Yemen has been mired in years of endless war since 2014. last week, the Geneva-based World Economic Forum released a ranking of the competitiveness of global economies, ranking Yemen at the bottom 137. The World Economic Forum called Yemen a country that has been "further damaged by civil war, economic collapse, cholera and near famine".

But recently, people may have seen hope that things are getting better. According to the Arab media alarabiya, Yemeni Environment and Water Minister Ezzi Shuraim visited Taiz two weeks ago, the first time in recent years that Yemeni government officials have visited the city, which was recently rescued from the armed forces organized by Hussein. Ezzi Shuraim met with the local government and, in addition to discussing the recovery and reconstruction of the city, he mentioned Mocha, a coastal city west of Taiz, and talked about possible future plans to build a desalination plant (Desalination Plant) there.

Coffee lovers may wonder why this seaside town called Mocha has the same name as fancy coffee that everyone loves. The answer is that this is not a coincidence, because the name mocha coffee comes from here, but the connection took place hundreds of years ago.

If you go back to the late 17th and early 18th centuries, Mocha, a port city, was a prosperous trading port with developed maritime trade, and many merchant ships were loaded with the country's wild cocoa-flavored coffee beans that would cross the Red Sea and the Mediterranean Sea. It eventually became a fascinating chocolate-flavored black drink on the European dinner table: coffee.

According to the Encyclopedia Britannica, the beginning of the 18th century was the heyday of coffee trade between Yemen and Europe, which directly laid the foundation of European coffee culture, and later extended to North America, Asia, etc.-it can be said that without the "mocha" of Yemen, coffee, as one of the three major drinks in the world, would not be popular all over the world.

Don't get me wrong, Ethiopia is indeed the hometown of coffee, but according to the World Coffee Research Organization (WCR) historical records, as early as the fifth century BC, the port of Mocha in Yemen welcomed the first batch of coffee beans from Ethiopia, which became the starting point of Yemen's bond with coffee. Coffee appeared for the first time in human history as a drink in the Yemeni city of Zabid.

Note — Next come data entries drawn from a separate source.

Issue #1072, opened 2019-09-25
TSCH calls unsafe functions from interrupt context


atiselsts:
According to #841, ctimer operations are not safe in interrupt context. However, TSCH manipulates the `keepalive_timer` from `tsch_tx_slot` and `tsch_rx_slot` protothread context. It happens via the `tsch_timesync_update()` and `tsch_schedule_keepalive()` functions.

g-oikonomou:
#1078 fixes this

PR #1078, opened 2019-09-29
TSCH: move all ctimer manipulations outside from the interrupt context

atiselsts:
The idea of this PR is to do the scheduling of keepalives only from process context: see issue #1072. 

The code has been tested in a CC1310 testbed.


debug-ito:
Great work! I think this significantly improves memory integrity. Below are my comments.

- Instead of adding `tsch_schedule_keepalive_async`, I think we should make `tsch_schedule_keepalive` and `tsch_schedule_keepalive_immediately` safe. That way, we can eliminate the possibility of dangerous operation on `keepalive_timer`.

    - In this pull-request, you forgot to revise the call to `tsch_schedule_keepalive` in `tsch_tx_slot`. That is exactly why revising `tsch_schedule_keepalive` is much safer than adding a new safe function.
    - To make `tsch_schedule_keepalive_immediately` safe, I suggest to extend the semantics of `do_update_keepalive`: 0 = not necessary to update the timer, 1 = set the timer with `tsch_current_ka_timeout` delay, 2 = set the timer with zero delay.

- In `tsch_schedule_keepalive_async` (or any routine that sets `do_update_keepalive` to non-zero), I think we should call `process_poll(&tsch_pending_events_process)`.

atiselsts:
Good points, @debug-ito
Originally, this was a quick fix to get Contiki-NG TSCH working in IoT lab testbed.
Looking more carefully at the keepalive scheduling code,  I decided to rewrite some parts, get rid of the `tsch_schedule_keepalive_immediately()` function and to instead, add an argument to `tsch_schedule_keepalive()`, as well as handle your general points. The PR is updated now.

g-oikonomou:
Changed base to branch `release-4.4`

debug-ito:
Thanks! Looks good to me.

os/net/mac/tsch/tsch.c
```diff
@@ -317,25 +325,58 @@ keepalive_send(void *ptr)
...
+
+      case KEEPALIVE_SCHEDULE_OR_STOP:
+        if(tsch_current_ka_timeout > 0) {
+          /* Pick a delay in the range [tsch_current_ka_timeout*0.9, tsch_current_ka_timeout[ */
+          unsigned long delay;
+          if(tsch_current_ka_timeout >= 10) {
+            delay = (tsch_current_ka_timeout - tsch_current_ka_timeout / 10)
+                + random_rand() % (tsch_current_ka_timeout / 10);
+          } else {
+            delay = 1;
```
simonduq: should this be some delay between 1 and `tsch_current_ka_timeout`?

os/net/mac/tsch/tsch.c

Coffee research author Mark Pendergrast describes in her book that in 1450, drinking coffee became a necessary lesson for Yemeni Arab Sufi believers before evening prayers to keep a clear head during prayer. This kind of drink, which was originally of a medical or religious nature, quickly entered people's daily life. In 1517, the Ottoman Turks included Yemen in their territory, and the reputation of coffee spread quickly, driven by this once-popular empire.

At the end of the 15th century, Muslim pilgrims further extended coffee to the whole Islamic world. In order to meet the increasing consumer demand, Yemenis began to grow their own coffee, and Yemen became the first country in the world to produce coffee as a crop on a large scale. Soon, it was discovered that the plant could only be grown at high elevations, so the port of Mocha, which is adjacent to the highlands and has a better wharf infrastructure, became the most suitable place to export coffee.